Pronto, Jesús estaría inmerso en el sufrimiento personal y la muerte, su sacrificio por nuestros pecados, “De un bautismo tengo que ser bautizado; y ¡cómo me angustio hasta que se cumpla!” (Luc. 12:50).
 
La obra de Cristo dividiría las familias. Dicho de otro modo, la verdad de Cristo ocasionaría separación familiar, y lo continúa haciendo, “¿Pensáis que he venido para dar paz en la tierra? Os digo: No, sino disensión. Porque de aquí en adelante, cinco en una familia estarán divididos, tres contra dos, y dos contra tres. Estará dividido el padre contra el hijo, y el hijo contra el padre; la madre contra la hija, y la hija contra la madre; la suegra contra su nuera, y la nuera contra su suegra” (Luc. 12:51-53; cf. Mat. 10:34-37).
 
Jesús continuó su proclamación atronadora señalando la hipocresía de quienes podían leer las señales del tiempo, pero se negaban a ver las señales que indicaban que él es el Cristo, el Mesías de las profecías del Antiguo Testamento, “Decía también a la multitud: Cuando veis la nube que sale del poniente, luego decís: Agua viene; y así sucede. Y cuando sopla el viento del sur, decís: Hará calor; y lo hace. ¡Hipócritas! Sabéis distinguir el aspecto del cielo y de la tierra; ¿y cómo no distinguís este tiempo? ¿Y por qué no juzgáis por vosotros mismos lo que es justo?” (Luc. 12:54-57; cf.

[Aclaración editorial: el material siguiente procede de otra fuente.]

PR #267, opened 2026-04-22
feat: hand off RWO volume owners to bind ctlds

### LINKED ISSUE #266: RWO volume owner handoff: migrate HTTP-owned ctld volumes to bind node without dropping HTTP requests
## Summary

We want a single volume data-plane implementation: ctld is the only RWO owner, and storage-proxy only authenticates, routes, and coordinates. That removes the old storage-proxy direct-engine HTTP path, but it creates a new control-plane requirement:

- an HTTP-only volume may already be owned by ctld on node A;
- later, a sandbox pod may be claimed onto node B and require a portal bind for the same RWO volume.

In that case, the system must transfer ownership from ctld A to ctld B automatically.

The current behavior is not sufficient:

- portal bind preparation rejects active mounts for RWO volumes;
- ctld bind rejects a remote ctld owner as a conflict;
- there is no transfer state, draining protocol, or request gate for HTTP traffic during the move.

## Goal

Implement production-grade RWO owner handoff for ctld-owned volumes so that:

1. `ctld` remains the only volume data-plane owner for RWO volumes.
2. HTTP volume traffic does not fail during owner migration.
3. Portal bind can force ownership to move to the target sandbox node.
4. The handoff is race-safe under concurrent HTTP file mutations and bind attempts.

### Single data plane

- `ctld` is the only holder of `s0fs` / `fsserver` / node-local WAL for RWO volumes.
- `storage-proxy` does not hold a fallback `s0fs` engine for HTTP volume files.
- HTTP volume requests route to the current ctld owner.

### RWO handoff semantics

When a sandbox claim requires binding a volume on a different node than the current HTTP owner:

1. manager/storage-proxy initiates handoff during `prepareVolumePortalBind`.
2. target ctld pre-opens the volume from the latest committed head.
3. source ctld enters transfer state and stops accepting **new** work for that volume, but existing in-flight HTTP work is allowed to finish.
4. storage-proxy gates new HTTP requests for that volume and waits for transfer completion instead of failing them.
5. source ctld fsyncs local WAL state as required and materializes the latest committed head.
6. owner lease/epoch is transferred to the target ctld.
7. target ctld activates ownership, completes portal bind, and waiting HTTP requests are routed there.

### Failure behavior

- if transfer fails before ownership changes, source ownership remains active and waiting HTTP requests continue normally.
- stale source ctld must not be able to resume commits after target activation.

## Expected control-plane pieces

- explicit per-volume transfer state
- owner epoch / fencing token
- bind-time handoff token or comparable authorization for target ctld
- per-volume HTTP request gate in storage-proxy while transfer is in progress
- source/target ctld RPCs for prepare, freeze, finalize, and abort

## Test plan

This work must add strong coverage across layers.

### Unit tests

- transfer state transitions: idle -> preparing -> frozen -> active(new owner) -> abort
- stale epoch / stale owner commit rejection
- source ctld allows in-flight work to finish but blocks new work once frozen
- storage-proxy request gate waits and resumes instead of returning errors
- duplicate / concurrent bind requests for the same volume converge safely
- concurrent HTTP mutation + handoff + retry does not produce split-brain owner state

### Integration tests

- source ctld with active HTTP writes hands off to target ctld successfully
- target ctld opens latest committed state after source materialize
- failed target activation leaves source owner intact
- repeated transfer attempts are idempotent

### E2E / remote-kind

- HTTP write/read on an unmounted RWO volume
- while HTTP traffic is active, claim sandbox on another node and bind the volume
- verify bind succeeds, sandbox sees the latest data, and subsequent HTTP requests continue succeeding
- verify no request loss during handoff window
- verify old owner no longer serves the volume after transfer
- verify RWO conflicts still hold for simultaneous mounted ownership

## Relation to #261

This is a follow-on control-plane issue under the `s0fs v2` direction tracked in #261. The data-plane simplification from #261 requires owner migration to be first-class for production RWO volumes.

laotoutou:
## Summary
- route RWO HTTP volume access through ctld owner-only attachments instead of relying on storage-proxy direct mounts when no owner exists
- add portal-bind handoff coordination so an HTTP-owned ctld volume can move to the target bind node while new HTTP requests wait instead of failing
- add owner-only idle cleanup plus tests covering handoff wait, completion, abort, and ctld attach behavior

## Details
- add ctld owner attach API and reuse owner-only ctld sessions when a same-node bind converts an HTTP-owned volume into a portal-backed mount
- persist handoff state in storage-proxy, gate new HTTP file requests on that handoff row, and transfer mount ownership to the target ctld during bind
- keep the source ctld draining in-flight requests, materialize once, then complete or abort the transfer explicitly
- retain legacy direct-path code as fallback, but RWO HTTP requests now prefer ctld ownership when resolver/config are available

## Testing
- `go test ./ctld/internal/ctld/portal ./ctld/cmd/ctld ./storage-proxy/pkg/http ./manager/pkg/service`
- `go test ./storage-proxy/pkg/db ./ctld/internal/ctld/server`

Closes #266

### DIFF
--- a/ctld/cmd/ctld/main.go
+++ b/ctld/cmd/ctld/main.go
@@ -9,6 +9,7 @@ import (
 	"os"
 	"os/signal"
 	"strconv"
+	"strings"
 	"syscall"
 	"time"
 
@@ -243,7 +244,7 @@ func (c combinedController) UnbindVolumePortal(r *http.Request, req ctldapi.Unbi
 	}
 	resp, err := c.Portal.Unbind(r.Context(), req)
 	if err != nil {
-		return ctldapi.UnbindVolumePortalResponse{Error: err.Error()}, http.StatusBadRequest
+		return ctldapi.UnbindVolumePortalResponse{Error: err.Error()}, volumePortalErrorStatus(err)
 	}
 	return resp, http.StatusOK
 }
@@ -254,7 +255,7 @@ func (c combinedController) AttachVolumeOwner(r *http.Request, req ctldapi.Attac
 	}
 	resp, err := c.Portal.AttachOwner(r.Context(), req)
 	if err != nil {
-		return ctldapi.AttachVolumeOwnerResponse{Error: err.Error()}, http.StatusBadRequest
+		return ctldapi.AttachVolumeOwnerResponse{Error: err.Error()}, volumePortalErrorStatus(err)
 	}
 	return resp, http.StatusOK
 }
@@ -265,7 +266,7 @@ func (c combinedController) PrepareVolumePortalHandoff(r *http.Request, req ctld
 	}
 	resp, err := c.Portal.PrepareHandoff(r.Context(), req)
 	if err != nil {
-		return ctldapi.PrepareVolumePortalHandoffResponse{Error: err.Error()}, http.StatusBadRequest
+		return ctldapi.PrepareVolumePortalHandoffResponse{Error: err.Error()}, volumePortalErrorStatus(err)
 	}
 	return resp, http.StatusOK
 }
@@ -276,7 +277,7 @@ func (c combinedController) CompleteVolumePortalHandoff(r *http.Request, req ctl
 	}
 	resp, err := c.Portal.CompleteHandoff(r.Context(), req)
 	if err != nil {
-		return ctldapi.CompleteVolumePortalHandoffResponse{Error: err.Error()}, http.StatusBadRequest
+		return ctldapi.CompleteVolumePortalHandoffResponse{Error: err.Error()}, volumePortalErrorStatus(err)
 	}
 	return resp, http.StatusOK
 }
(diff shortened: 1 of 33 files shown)


laotoutou:
Follow-up on the PR E2E timeout:

Root causes from run 24770020848 / job 72473763852:
1. `Scenario single-cluster/volumes` timed out waiting for `Sandbox0Infra` Ready because the previous scenario cleanup only deleted the manifest and immediately moved on. Manager-owned template namespaces could still be terminating, so the next scenario sometimes started while `tpl-default` was in the middle of teardown/recreate.
2. `creates volumes and snapshots` still assumed a direct HTTP file write leaves the volume unmounted. That is no longer true after the ctld-owner routing changes: the write path can leave the volume ctld-mounted, and snapshot/restore correctly returns `409`.

Fixes in `a6ad2fb`:
- wait for manager-owned namespaces (`app.kubernetes.io/managed-by=sandbox0-manager`) to disappear during e2e scenario cleanup before uninstall / next scenario startup
- update the volume lifecycle case to assert `409` for snapshot on the directly-mounted volume, and run snapshot/restore lifecycle on a fresh unmounted volume

Validation:
- local: `go test ./pkg/framework ./tests/e2e/cases`
- remote kind: synced `/root/infra` to `a6ad2fb` and reran `single-cluster` against the existing kind cluster. The suite progressed through fullmode and into later scenario work without reproducing the old immediate operator-ready stall. I stopped the manual full run once it had already moved past the earlier failure point so CI could do the full verification.

PR #269, opened 2026-04-22
fix: return conflict for ctld bind portal errors

laotoutou:
## Summary
- return conflict status for ctld bind portal errors using the shared volume portal status mapper
- add a ctld HTTP test covering bind conflicts from active owners
- keep this PR scoped to the deterministic arm64  failure

## Testing
- go test ./ctld/cmd/ctld

### DIFF
--- a/ctld/cmd/ctld/main.go
+++ b/ctld/cmd/ctld/main.go
@@ -304,6 +304,7 @@ func volumePortalErrorStatus(err error) int {
 	switch {
 	case strings.Contains(message, "already has an active owner"),
 		strings.Contains(message, "actively bound to a portal"),
+		strings.Contains(message, "already bound to"),
 		strings.Contains(message, "handoff already in progress"):
 		return http.StatusConflict
 	default:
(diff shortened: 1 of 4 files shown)


laotoutou:
Follow-up for the failing PR E2E run https://github.com/sandbox0-ai/sandbox0/actions/runs/24785819856/job/72529382821

Root cause was still split across two layers:

1. `ctld` bind conflict classification was incomplete. Bind errors like `volume <id> is already bound to <path>` were still mapped to `400`, not `409`.
2. `manager` was not converting ctld bind `409` responses into `ErrClaimConflict`, so the sandbox claim API still surfaced `500` instead of `409`.

Pushed `bdd8475` with both fixes:
- treat `already bound to` as conflict in `ctld` portal HTTP status mapping
- map ctld bind conflicts to `ErrClaimConflict` in manager bind flow
- add unit tests for both paths

Verified locally:
- `go test ./ctld/cmd/ctld`
- `go test ./manager/pkg/service`

PR #358, opened 2026-05-24
Add generic function artifacts and runtime hooks

laotoutou:
## Summary

- add generic storage artifacts with API support for create/list/get/delete and materializing artifacts into sandbox volumes
- add bulk archive upload for sandbox volume files, including streaming/chunked import for large Next/OpenNext-style file sets
- add generic function runtime hooks and optional readiness bypass so platform-specific warm processes can initialize mounted artifacts without embedding provider-specific logic in sandbox0

## Validation

- `git diff --check`
- `make manifests`
- `go test $(go list ./... | grep -v '^github.com/sandbox0-ai/sandbox0/tests/e2e/')`

## Remote validation plan

After CI starts, validate the three generic primitives in the remote kind environment:

- create/list/get/delete artifact API through the gateway path
- upload a tar archive into a volume and verify extracted contents
- deploy a function revision with artifact mounts and post-claim hook behavior


laotoutou:
Abandoned per request.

Mat. 16:1-4).
 
Jesús no era un debilucho pasivo sin convicción ni exigencias, y sus verdaderos seguidores comprenden y aceptan el costo del discipulado. Los cristianos pagan el precio por la fidelidad a su Señor, poniéndolo a él por sobre toda persona, relación o posesión (cf. Luc. 14:25-33).
 
El fuego de las pruebas caerá sobre cada cristiano, y le purificará, y será para él una bendición que sacará a relucir una fe genuina que resultará en la salvación eterna de su alma (1 Ped. 1:6-9).